How on earth can a fish go from fully happy & healthy looking one min to BAM dead floater next second????????

I even tested the water right away for any NO's, Ammonia - Nadda....

And guess what - Its happened on the 55g AGAIN.....What the.....either there's something undetectable that's wrong with this tank or its cursed....first all my Cardinals on ick attack and now him????

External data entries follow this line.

PR #3996, opened 2024-05-15
Add the possibility to push tasks to swarming

alhijazi:


configs/test/swarming/swarming.yaml
```diff
@@ -0,0 +1,32 @@
+# Copyright 2023 Google LLC
```
alhijazi, line 1: Todo: Fix copyright year.

src/clusterfuzz/_internal/protos/swarming.proto
```diff
@@ -0,0 +1,1177 @@
+// Copyright 2022 The LUCI Authors. All rights reserved.
```
alhijazi, line 1: copied over from luci code, don't know what the procedure is here wrt copyright and license?
@jonathanmetzman

letitz (commented):
Looking pretty good! Mostly code-level comments, with one bigger question around how to handle the third-party dependency on luci protos.

jonathanmetzman:
Are we going to be used the docker image in swarming?

alhijazi:
> Are we going to be used the docker image in swarming?

Yes, I probably should allow specifying the image from the config similar to batch. I will do the necessary change

src/clusterfuzz/_internal/protos/swarming.proto
jonathanmetzman: Probably needs to go in protos/third_party/.
Also, how will this be kept up to date?

src/clusterfuzz/_internal/swarming_utils/swarming.py
```diff
@@ -0,0 +1,123 @@
...
+                      swarming_pb2.StringPair(key='pool', value=swarming_pool)
+                  ],
+                  cas_input_root=swarming_pb2.CASReference(
+                      cas_instance=cas_instance,
+                      digest=swarming_pb2.Digest(
+                          hash=digest_hash, size_bytes=digest_size_bytes)),
+                  execution_timeout_secs=86400,
+                  env=[
+                      swarming_pb2.StringPair(
+                          key='UWORKER_INPUT_DOWNLOAD_URL', value=download_url),
```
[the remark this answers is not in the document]
alhijazi: Indeed

src/clusterfuzz/_internal/swarming_utils/swarming.py
```diff
@@ -0,0 +1,123 @@
...
+
+
+def _get_new_task_spec(command: str, job_name: str, download_url: str):
+  """Gets the configured specifications for a swarming task."""
+  job = _get_job(job_name)
+  config_name = job.platform
+  if command == 'fuzz':
+    config_name += '-PREEMPTIBLE'
+  else:
+    config_name += '-NONPREEMPTIBLE'
```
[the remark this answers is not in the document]
alhijazi: You are right. This was copied from batch handling.
I think we would still want to specify fuzzing session duration in the config, I'll modify the config to allow that.

src/clusterfuzz/_internal/swarming_utils/swarming.py
```diff
@@ -0,0 +1,123 @@
...
+  except ValueError:
+    return False
+
+
+def get_task_name():
+  return 't-' + str(uuid.uuid4()).lower()
+
+
+def _get_job(job_name: str):
+  """Returns the Job entity named by |job_name|. This function was made to make
```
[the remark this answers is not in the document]
alhijazi: Yes I was planning to add tests already, but wanted to share the first draft asap. I will add ones with the next update.

src/clusterfuzz/_internal/protos/swarming.proto
alhijazi: I talked to swarming folks, they don't expect this will change, and even if it changes, changes will be backward compatible, meaning we wouldn't need to update this file (at least not often).
I trimmed down the file to only the parts necessary for a NewTaskRequest message.

src/clusterfuzz/_internal/base/utils.py
```diff
@@ -124,6 +124,20 @@ def fetch_url(url):
   return response.text
 
 
+@retry.wrap(
+    retries=URL_REQUEST_RETRIES,
+    delay=URL_REQUEST_FAIL_WAIT,
+    function='base.utils.post_url')
+def post_url(url, data, headers):
```
letitz, line 131: Let's document this method better:

- argument meanings, and ideally their types
- response meaning and type
- any errors it can raise
- the fact that it retries
- what timeout is applied

src/clusterfuzz/_internal/swarming/__init__.py
```diff
@@ -74,15 +67,24 @@ def _get_new_task_spec(command: str, job_name: str, download_url: str):
...
-  service_account = instance_spec['service_account']
+  service_account = instance_spec['service_account_email']
+  # If this task request slice is not scheduled after waiting this long,
+  # the task state will be set to EXPIRED.
+  expiration_secs = instance_spec['expiration_secs']
+  # Maximum number of seconds the task can run before its process is
+  # forcibly terminated and the task results in TIMED_OUT.
+  execution_timeout_secs = instance_spec['execution_timeout_secs']
+  if command == 'fuzz':
+    execution_timeout_secs = swarming_config.get('fuzzing_session_duration')
```
letitz, line 78: If this is set to the exact duration of the fuzzing session used by CF, won't this mean the task will always time out? I assume CF will run for just a little longer than this duration.

src/clusterfuzz/_internal/swarming/__init__.py
```diff
@@ -93,13 +95,14 @@ def _get_new_task_spec(command: str, job_name: str, download_url: str):
...
+                  execution_timeout_secs=execution_timeout_secs,
                   env=[
+                      swarming_pb2.StringPair(key='UWORKER', value='True'),
+                      swarming_pb2.StringPair(key='SWARMING_BOT', value='True'),
                       swarming_pb2.StringPair(
-                          key='UWORKER_INPUT_DOWNLOAD_URL', value=download_url),
-                      swarming_pb2.StringPair(key='UWORKER', value=True),
-                      swarming_pb2.StringPair(key='SWARMING_BOT', value=True)
-                  ]))
+                          key='DOCKER_IMAGE', value=docker_image)
```
letitz, line 103: Is this environment variable required? If not, maybe we should skip specifying it when `instance_spec['docker_image']` is None.

src/clusterfuzz/_internal/swarming/__init__.py
```diff
@@ -118,6 +121,4 @@ def push_swarming_task(command, download_url, job_type):
   }
   swarming_server = _get_swarming_config().get('swarming_server')
   url = f'https://{swarming_server}/prpc/swarming.v2.Tasks/NewTask'
-  r = requests.post(
-      url=url, data=task_spec.SerializeToString(), headers=headers)
-  logs.log(r.status_code)
+  utils.post_url(url=url, data=task_spec.SerializeToString(), headers=headers)
```
letitz, line 124: I'm surprised this works. I would have expected the HTTP endpoint to ingest JSON, but we're passing a binary-serialized protobuf?

src/clusterfuzz/_internal/tests/core/bot/tasks/utasks/utasks_test.py
```diff
@@ -40,9 +40,11 @@ class TworkerPreprocessTest(unittest.TestCase):
   def setUp(self):
     monitor.metrics_store().reset_for_testing()
     helpers.patch(self, [
+        'clusterfuzz._internal.swarming.is_swarming_task',
         'clusterfuzz._internal.bot.tasks.utasks.uworker_io.get_uworker_output_urls',
         'clusterfuzz._internal.bot.tasks.utasks.uworker_io.serialize_and_upload_uworker_input',
     ])
+    self.mock.is_swarming_task.return_value = False
```
letitz, line 47: We should have tests for the swarming case as well.

src/clusterfuzz/_internal/tests/core/swarming/swarming_test.py
```diff
@@ -0,0 +1,75 @@
...
+from clusterfuzz._internal.tests.test_libs import test_utils
+
+
+@test_utils.with_cloud_emulators('datastore')
+class GetSpecFromConfigTest(unittest.TestCase):
+  """Tests for get_spec_from_config."""
+
+  def setUp(self):
+    self.maxDiff = None
+    helpers.patch(self, ['clusterfuzz._internal.swarming._get_task_name'])
```
letitz, line 31: Instead of mocking out a private helper, can we instead do:

```python
spec = _get_new_task_spec(...)
self.assertRegex(spec.name, 't-[a-z0-9\-]*')  # Or even just "starts with `t-`"

spec.name = ''
self.assertEquals(spec, expected_spec)  # Where `expected_spec` has an empty name
```

src/clusterfuzz/_internal/tests/core/swarming/swarming_test.py
```diff
@@ -0,0 +1,75 @@
...
+
+from clusterfuzz._internal import swarming
+from clusterfuzz._internal.datastore import data_types
+from clusterfuzz._internal.protos import swarming_pb2
+from clusterfuzz._internal.tests.test_libs import helpers
+from clusterfuzz._internal.tests.test_libs import test_utils
+
+
+@test_utils.with_cloud_emulators('datastore')
+class GetSpecFromConfigTest(unittest.TestCase):
```
letitz, line 26: There are a couple of untested branches in `_get_new_task_spec()`:

- when there is no matching instance spec, we raise a `ValueError`
- when the command is `"fuzz"`, we use the special fuzzing session duration
- when the docker image is unspecified on the instance spec, we use an empty string instead

src/clusterfuzz/_internal/tests/core/swarming/swarming_test.py
```diff
@@ -0,0 +1,75 @@
...
+"""Swarming tests."""
+import base64
+import unittest
+
+from clusterfuzz._internal import swarming
+from clusterfuzz._internal.datastore import data_types
+from clusterfuzz._internal.protos import swarming_pb2
+from clusterfuzz._internal.tests.test_libs import helpers
+from clusterfuzz._internal.tests.test_libs import test_utils
+
```
letitz, line 23: We should also test `push_swarming_task()`.

src/clusterfuzz/_internal/protos/swarming.proto
letitz: I see. Can we add a monitoring metric (maybe in a followup PR) to record the rate of successful and unsuccessful task pushes? It would be good to know in real time if we start to fail to schedule tasks due to a change in the swarming API, for example.

src/clusterfuzz/_internal/cron/project_setup.py
```diff
@@ -915,6 +915,7 @@ def _sync_job(self, project, info, corpus_bucket_name, quarantine_bucket_name,
               f'{key} = {str(value).encode("unicode-escape").decode("utf-8")}\n'
           )
 
+      job.requires_gpu = bool(job.get_environment().get('REQUIRES_GPU'))
```
letitz, line 918: As I just discovered earlier, this file is used to sync config files to the database. Was the intent to set the `requires_gpu` field on jobs when UI changes are made to set the `REQUIRES_GPU`?

src/clusterfuzz/_internal/swarming/__init__.py
alhijazi: Maybe I should rename this to `fuzzing_task_duration` instead because that's what I meant by this config entry

src/clusterfuzz/_internal/tests/core/swarming/swarming_test.py
alhijazi: it ended up being convenient for the `push_swarming_task` test so I had to keep it

src/clusterfuzz/_internal/swarming/__init__.py
alhijazi: Thanks for catching that, I had made a mistake here.

src/clusterfuzz/_internal/swarming/__init__.py
alhijazi: Renamed to `fuzz_task_duration`. It is not exactly clear to me how long fuzz tasks run on batch currently. 
@jonathanmetzman  could you please advise on this?

src/clusterfuzz/_internal/cron/project_setup.py
alhijazi: I removed this part. Indeed, I was thinking about a way to update a field in the job. Not needed for the moment, would be useful if we end up adding a UI option

src/clusterfuzz/_internal/protos/swarming.proto
alhijazi: Yeah I can add that in a follow up pr!

src/clusterfuzz/_internal/base/utils.py
```diff
@@ -124,6 +124,31 @@ def fetch_url(url):
...
+  environment variable `URL_BLOCKING_OPERATIONS_TIMEOUT`.
+  Args:
+    url: the url to post to.
+    data: request data.
+    headers: request headers.
+  Returns:
+    the contents of the response, in unicode.
+  Raises:
+    raises an `HTTPError`, if one occurred."""
+  operations_timeout = environment.get_value('URL_BLOCKING_OPERATIONS_TIMEOUT')
```
jonathanmetzman, line 144: maybe let's use a sane value here like 60. 10 minutes seems too long to wait.

src/clusterfuzz/_internal/bot/tasks/utasks/__init__.py
```diff
@@ -40,6 +41,9 @@ class _Mode(enum.Enum):
   # `uworker_main` tasks are executed on bots via a Pub/Sub queue.
   QUEUE = "queue"
 
+  # `uworker_main` tasks are executed on swarming.
+  SWARMING = "swarming"
```
jonathanmetzman, line 45: nit: single quotes.

src/clusterfuzz/_internal/bot/tasks/task_types.py
```diff
@@ -133,7 +134,11 @@ def execute(self, task_argument, job_type, uworker_env):
       return
 
     logs.log('Queueing utask for remote execution.', download_url=download_url)
-    tasks.add_utask_main(command, download_url, job_type)
+    if batch.is_remote_task(command, job_type):
+      tasks.add_utask_main(command, download_url, job_type)
+    else:
+      assert swarming.is_swarming_task(command, job_type)
+      swarming.push_swarming_task(command, download_url, job_type)
```
jonathanmetzman, line 141: Wont this break fuzz_task, which hashn't been migrated yet?

src/clusterfuzz/_internal/bot/tasks/utasks/__init__.py
```diff
@@ -55,6 +59,14 @@ def _timestamp_now() -> Timestamp:
   return ts
 
 
+def _get_execution_mode(utask_module, job_type):
```
jonathanmetzman, line 62: Does anything use QUEUE? Why does it exist then?

src/clusterfuzz/_internal/swarming/__init__.py
```diff
@@ -0,0 +1,135 @@
...
+                      swarming_pb2.StringPair(key='pool', value=swarming_pool)
+                  ],
+                  cas_input_root=swarming_pb2.CASReference(
+                      cas_instance=cas_instance,
+                      digest=swarming_pb2.Digest(
+                          hash=digest_hash, size_bytes=digest_size_bytes)),
+                  execution_timeout_secs=execution_timeout_secs,
+                  env=[
+                      swarming_pb2.StringPair(key='UWORKER', value='True'),
+                      swarming_pb2.StringPair(key='SWARMING_BOT', value='True'),
```
jonathanmetzman, line 107: What code will be starting the task on the batch side?

src/clusterfuzz/_internal/protos/swarming_pb2_grpc.py
```diff
@@ -0,0 +1,18 @@
+# Copyright 2023 Google LLC
```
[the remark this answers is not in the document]
alhijazi: It was generated with the script so I kept it, but I don't think it's needed.

src/clusterfuzz/_internal/base/utils.py
alhijazi: Fixed

src/clusterfuzz/_internal/bot/tasks/task_types.py
alhijazi: I thought fuzz_task was already migrated. we can disable scheduling fuzz_task on gpu machines until it's migrated, right?

src/clusterfuzz/_internal/bot/tasks/utasks/__init__.py
alhijazi: Tasks that run locally use QUEUE. Local tasks call `tworker_preprocess_no_io`,`uworker_main_no_io`, and `tworker_postprocess_no_io`.
For batch/swarming, they use the same path, so we need a way to determine which is used.

src/clusterfuzz/_internal/swarming/__init__.py
alhijazi: You mean on the swarming side right?
This is to be figured out once we receive the machines and start setting things up. It will be similar to the existing startup scripts for linux/mac

src/clusterfuzz/_internal/bot/tasks/task_types.py
alhijazi: Until fuzz_task in migrated, we won't be able to run fuzzing sessions on the gpu machines, however we can still run the other utasks.

This won't affect the existing jobs that are not supposed to run swarming.
For now, the criterion to determine whether a job needs to run on swarming is whether the job has an env variable `REQUIRES_GPU`.

alhijazi:
Hello @jonathanmetzman,
I think we are ready to land this cl.

I was able to launch a utask_main on swarming running as `untrusted-worker@clusterfuzz.google.com.iam.gserviceaccount.com`

https://chrome-swarming.appspot.com/task?d=true&id=6b85123ff11fa010
This fails because I provide a dummy signed download url.

The run is logged on gcp here:
https://pantheon.corp.google.com/logs/query;query=labels.bot_name%3D%22mac-391-h516.golo.chromium.org%22;cursorTimestamp=2024-08-19T20:12:37.888873Z;startTime=2024-08-19T10:20:26.461Z?e=-13802955&mods=logs_tg_prod&project=google.com:clusterfuzz

configs/test/swarming/swarming.yaml
```diff
@@ -0,0 +1,41 @@
+# Copyright 2024 Google LLC
```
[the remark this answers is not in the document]
alhijazi: Yes indeed, I will do that in a follow-up change

src/clusterfuzz/_internal/swarming/__init__.py
```diff
@@ -0,0 +1,141 @@
...
+from clusterfuzz._internal.base import utils
+from clusterfuzz._internal.config import local_config
+from clusterfuzz._internal.datastore import data_types
+from clusterfuzz._internal.google_cloud_utils import credentials
+from clusterfuzz._internal.protos import swarming_pb2
+
+
+def _job_requires_gpu(job: data_types.Job) -> bool:
+  """Checks whether the job should run on devices with gpu."""
+  requires_gpu = job.get_environment().get('REQUIRES_GPU')
```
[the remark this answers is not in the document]
alhijazi: `test_job_requires_gpu` in `swarming_tests` relies on this impl. I can remove the tests if you think we should instead go with environment.get_value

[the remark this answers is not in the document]
jonathanmetzman: I think you should replace it sorry.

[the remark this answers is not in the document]
alhijazi: Done.

jonathanmetzman (approved):
lgtm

Do fish have heart attacks?


----------



## MoneyMitch (Aug 3, 2009)

common plecos are massively bred and inbreeding occurs often with them which maakes for genetic issues i suspect this is the case here


----------



## Angel079 (Feb 14, 2007)

I just really feel by now this 55g is cursed...i seen more dead fish in it in few weeks then all tanks ever total over the years, something ain't right there and i can't figure it out


----------



## molliefan09 (Sep 21, 2009)

you must consider the source of which you got the fish. we all know you take great care of your fish and aquariums so it must be something from the source


----------



## bearwithfish (Sep 29, 2009)

dont know kid i mean heck you do it all right so you know its not you.....either source or some sort of accident that you are not around for or seeing...


----------



## stephanieleah (Oct 31, 2009)

I'm sorry you lost your fish, girl. That really sucks.


----------



## kevincao (Jan 7, 2010)

are you still treating your tank with copper? anyway, i would suggest you check all the treatments you've made lately, if there is anything that contains salt, (aquarium salt...) it might be the problem, plecos can't take aquarium salt, or any type of salt, although i do know small amount shouldn't matter, but it is best to not have salt in pleco's aquarium at all.


----------



## Angel079 (Feb 14, 2007)

Actually the Cardinals where from 1 LFS and the pleco from Petsmart
All the 45g are stocked from the other LFS (who's also doing the custom order for me now).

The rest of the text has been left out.